Description of the task: Pull every "derivedFrom" line out of the data below.
++++ Exercise material
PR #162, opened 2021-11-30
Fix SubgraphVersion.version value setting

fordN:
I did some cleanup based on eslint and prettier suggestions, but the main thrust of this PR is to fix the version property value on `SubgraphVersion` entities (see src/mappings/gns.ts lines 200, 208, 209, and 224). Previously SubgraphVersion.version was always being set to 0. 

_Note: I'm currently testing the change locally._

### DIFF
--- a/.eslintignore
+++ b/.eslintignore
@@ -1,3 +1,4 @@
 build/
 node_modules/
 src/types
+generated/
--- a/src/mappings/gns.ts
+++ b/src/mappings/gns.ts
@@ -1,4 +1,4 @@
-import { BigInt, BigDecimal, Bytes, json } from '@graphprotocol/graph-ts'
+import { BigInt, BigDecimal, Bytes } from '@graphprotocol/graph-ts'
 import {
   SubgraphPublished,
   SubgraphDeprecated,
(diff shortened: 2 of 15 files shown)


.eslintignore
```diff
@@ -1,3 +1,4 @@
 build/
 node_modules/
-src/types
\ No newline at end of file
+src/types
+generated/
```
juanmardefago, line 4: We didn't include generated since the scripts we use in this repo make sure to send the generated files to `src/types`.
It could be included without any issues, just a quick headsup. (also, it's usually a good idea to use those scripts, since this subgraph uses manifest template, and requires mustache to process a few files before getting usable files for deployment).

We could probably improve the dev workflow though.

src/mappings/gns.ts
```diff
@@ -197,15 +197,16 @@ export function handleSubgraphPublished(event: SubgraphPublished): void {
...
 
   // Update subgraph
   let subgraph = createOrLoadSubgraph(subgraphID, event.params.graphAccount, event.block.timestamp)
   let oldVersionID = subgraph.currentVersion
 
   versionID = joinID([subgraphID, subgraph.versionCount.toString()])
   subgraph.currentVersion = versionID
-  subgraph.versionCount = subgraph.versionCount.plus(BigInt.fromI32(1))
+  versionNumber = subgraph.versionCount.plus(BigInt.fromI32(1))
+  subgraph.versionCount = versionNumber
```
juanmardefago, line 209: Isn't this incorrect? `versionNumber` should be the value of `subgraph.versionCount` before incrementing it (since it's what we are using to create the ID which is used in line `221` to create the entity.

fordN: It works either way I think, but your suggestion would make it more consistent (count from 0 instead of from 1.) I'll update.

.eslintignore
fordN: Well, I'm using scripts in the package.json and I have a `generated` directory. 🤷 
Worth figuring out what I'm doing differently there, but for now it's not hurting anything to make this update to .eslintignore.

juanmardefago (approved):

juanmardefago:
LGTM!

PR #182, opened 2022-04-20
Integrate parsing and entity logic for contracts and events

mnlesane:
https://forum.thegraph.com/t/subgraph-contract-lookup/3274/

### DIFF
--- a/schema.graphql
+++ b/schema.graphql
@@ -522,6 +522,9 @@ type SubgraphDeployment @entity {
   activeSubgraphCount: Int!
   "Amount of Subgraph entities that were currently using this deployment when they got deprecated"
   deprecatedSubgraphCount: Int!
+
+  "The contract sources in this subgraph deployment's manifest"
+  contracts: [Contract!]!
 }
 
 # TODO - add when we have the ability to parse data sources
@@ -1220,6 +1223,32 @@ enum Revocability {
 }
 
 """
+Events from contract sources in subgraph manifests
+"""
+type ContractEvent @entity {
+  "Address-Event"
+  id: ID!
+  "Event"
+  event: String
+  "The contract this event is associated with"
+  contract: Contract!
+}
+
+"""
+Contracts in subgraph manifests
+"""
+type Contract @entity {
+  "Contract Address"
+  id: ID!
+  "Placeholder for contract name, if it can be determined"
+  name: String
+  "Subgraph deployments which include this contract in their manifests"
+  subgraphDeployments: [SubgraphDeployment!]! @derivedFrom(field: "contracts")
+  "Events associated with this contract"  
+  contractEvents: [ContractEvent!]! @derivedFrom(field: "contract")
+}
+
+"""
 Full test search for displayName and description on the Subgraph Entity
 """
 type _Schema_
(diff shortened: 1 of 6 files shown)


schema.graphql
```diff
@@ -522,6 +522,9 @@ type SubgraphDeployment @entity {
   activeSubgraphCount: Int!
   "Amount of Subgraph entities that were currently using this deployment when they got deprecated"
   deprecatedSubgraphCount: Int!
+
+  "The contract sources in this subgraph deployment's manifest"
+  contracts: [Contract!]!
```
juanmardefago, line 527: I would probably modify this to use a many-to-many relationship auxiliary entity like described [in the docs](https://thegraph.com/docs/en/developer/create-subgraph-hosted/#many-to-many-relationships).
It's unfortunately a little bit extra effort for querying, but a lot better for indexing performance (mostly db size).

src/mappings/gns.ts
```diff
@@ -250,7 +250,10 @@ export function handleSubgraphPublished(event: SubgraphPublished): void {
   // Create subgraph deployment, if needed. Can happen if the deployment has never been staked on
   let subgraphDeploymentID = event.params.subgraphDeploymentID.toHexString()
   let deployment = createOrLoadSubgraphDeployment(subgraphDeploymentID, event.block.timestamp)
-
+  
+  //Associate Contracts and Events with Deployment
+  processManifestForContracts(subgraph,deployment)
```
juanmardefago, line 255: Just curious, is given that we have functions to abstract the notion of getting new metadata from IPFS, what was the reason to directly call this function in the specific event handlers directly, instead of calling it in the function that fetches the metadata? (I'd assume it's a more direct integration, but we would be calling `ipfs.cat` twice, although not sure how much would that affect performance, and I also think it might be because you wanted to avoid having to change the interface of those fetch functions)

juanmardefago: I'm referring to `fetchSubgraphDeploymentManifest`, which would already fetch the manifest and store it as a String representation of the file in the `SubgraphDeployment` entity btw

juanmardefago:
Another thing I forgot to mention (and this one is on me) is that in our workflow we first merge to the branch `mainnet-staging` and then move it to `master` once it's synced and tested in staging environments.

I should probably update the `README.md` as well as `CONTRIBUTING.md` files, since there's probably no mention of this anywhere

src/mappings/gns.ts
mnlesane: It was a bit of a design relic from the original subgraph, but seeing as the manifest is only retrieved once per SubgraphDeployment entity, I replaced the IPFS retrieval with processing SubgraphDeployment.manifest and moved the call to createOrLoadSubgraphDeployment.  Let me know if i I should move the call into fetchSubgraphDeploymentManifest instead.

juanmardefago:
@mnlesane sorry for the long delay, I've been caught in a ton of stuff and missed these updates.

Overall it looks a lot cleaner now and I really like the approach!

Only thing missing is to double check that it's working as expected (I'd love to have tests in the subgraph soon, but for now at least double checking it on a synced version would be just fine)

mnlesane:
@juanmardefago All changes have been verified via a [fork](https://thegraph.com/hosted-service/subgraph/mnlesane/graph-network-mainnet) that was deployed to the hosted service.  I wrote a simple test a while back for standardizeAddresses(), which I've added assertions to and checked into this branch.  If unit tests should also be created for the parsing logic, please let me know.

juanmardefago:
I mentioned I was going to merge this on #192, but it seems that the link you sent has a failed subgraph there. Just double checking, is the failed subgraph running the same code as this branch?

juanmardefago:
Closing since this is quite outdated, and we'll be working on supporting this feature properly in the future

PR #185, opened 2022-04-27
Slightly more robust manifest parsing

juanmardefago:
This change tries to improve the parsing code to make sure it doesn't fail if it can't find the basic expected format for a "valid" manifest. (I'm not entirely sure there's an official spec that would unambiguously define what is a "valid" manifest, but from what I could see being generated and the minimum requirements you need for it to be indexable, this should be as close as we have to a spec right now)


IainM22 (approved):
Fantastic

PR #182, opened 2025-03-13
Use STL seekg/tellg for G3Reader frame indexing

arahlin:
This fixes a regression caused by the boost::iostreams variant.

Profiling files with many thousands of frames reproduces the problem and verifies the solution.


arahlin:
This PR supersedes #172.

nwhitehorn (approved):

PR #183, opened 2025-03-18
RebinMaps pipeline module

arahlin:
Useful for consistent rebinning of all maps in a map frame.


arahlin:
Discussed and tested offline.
++++++++
Output for this task:
+  subgraphDeployments: [SubgraphDeployment!]! @derivedFrom(field: "contracts")
+  contractEvents: [ContractEvent!]! @derivedFrom(field: "contract")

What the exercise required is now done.